> [TASK STATEMENT] In the material below, the lines from the one containing "clean unused scrapers" through the one containing "Hey @ghop02 this cleans house." are to be given again exactly, ends included, and no others.

> [DATA FOR PROCESSING]
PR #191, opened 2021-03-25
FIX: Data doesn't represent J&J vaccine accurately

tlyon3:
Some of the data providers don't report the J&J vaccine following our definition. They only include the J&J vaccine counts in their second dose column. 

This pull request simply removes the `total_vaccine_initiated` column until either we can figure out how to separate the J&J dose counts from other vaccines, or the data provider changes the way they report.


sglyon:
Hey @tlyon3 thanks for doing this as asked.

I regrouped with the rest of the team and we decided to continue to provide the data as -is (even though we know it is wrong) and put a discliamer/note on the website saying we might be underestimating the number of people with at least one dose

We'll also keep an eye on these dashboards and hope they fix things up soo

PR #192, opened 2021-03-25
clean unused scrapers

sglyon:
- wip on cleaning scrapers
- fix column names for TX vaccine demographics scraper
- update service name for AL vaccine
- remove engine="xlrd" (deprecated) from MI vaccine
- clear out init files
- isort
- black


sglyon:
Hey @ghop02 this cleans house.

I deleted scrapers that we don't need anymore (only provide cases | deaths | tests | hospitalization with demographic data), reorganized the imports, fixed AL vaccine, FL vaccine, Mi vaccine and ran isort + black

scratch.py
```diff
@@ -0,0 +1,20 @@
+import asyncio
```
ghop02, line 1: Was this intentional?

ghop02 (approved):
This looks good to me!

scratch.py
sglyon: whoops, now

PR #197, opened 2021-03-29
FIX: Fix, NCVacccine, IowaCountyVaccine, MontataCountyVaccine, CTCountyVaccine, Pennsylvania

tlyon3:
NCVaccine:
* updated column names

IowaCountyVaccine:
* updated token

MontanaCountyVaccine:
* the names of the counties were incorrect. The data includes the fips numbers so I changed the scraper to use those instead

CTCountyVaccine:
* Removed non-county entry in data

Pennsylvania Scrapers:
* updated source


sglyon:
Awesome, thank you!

--

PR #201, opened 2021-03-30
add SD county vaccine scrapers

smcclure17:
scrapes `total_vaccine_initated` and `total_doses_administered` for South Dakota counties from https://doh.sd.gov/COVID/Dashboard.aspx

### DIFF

> [THE COMPLETED TASK]
clean unused scrapers

sglyon:
- wip on cleaning scrapers
- fix column names for TX vaccine demographics scraper
- update service name for AL vaccine
- remove engine="xlrd" (deprecated) from MI vaccine
- clear out init files
- isort
- black


sglyon:
Hey @ghop02 this cleans house.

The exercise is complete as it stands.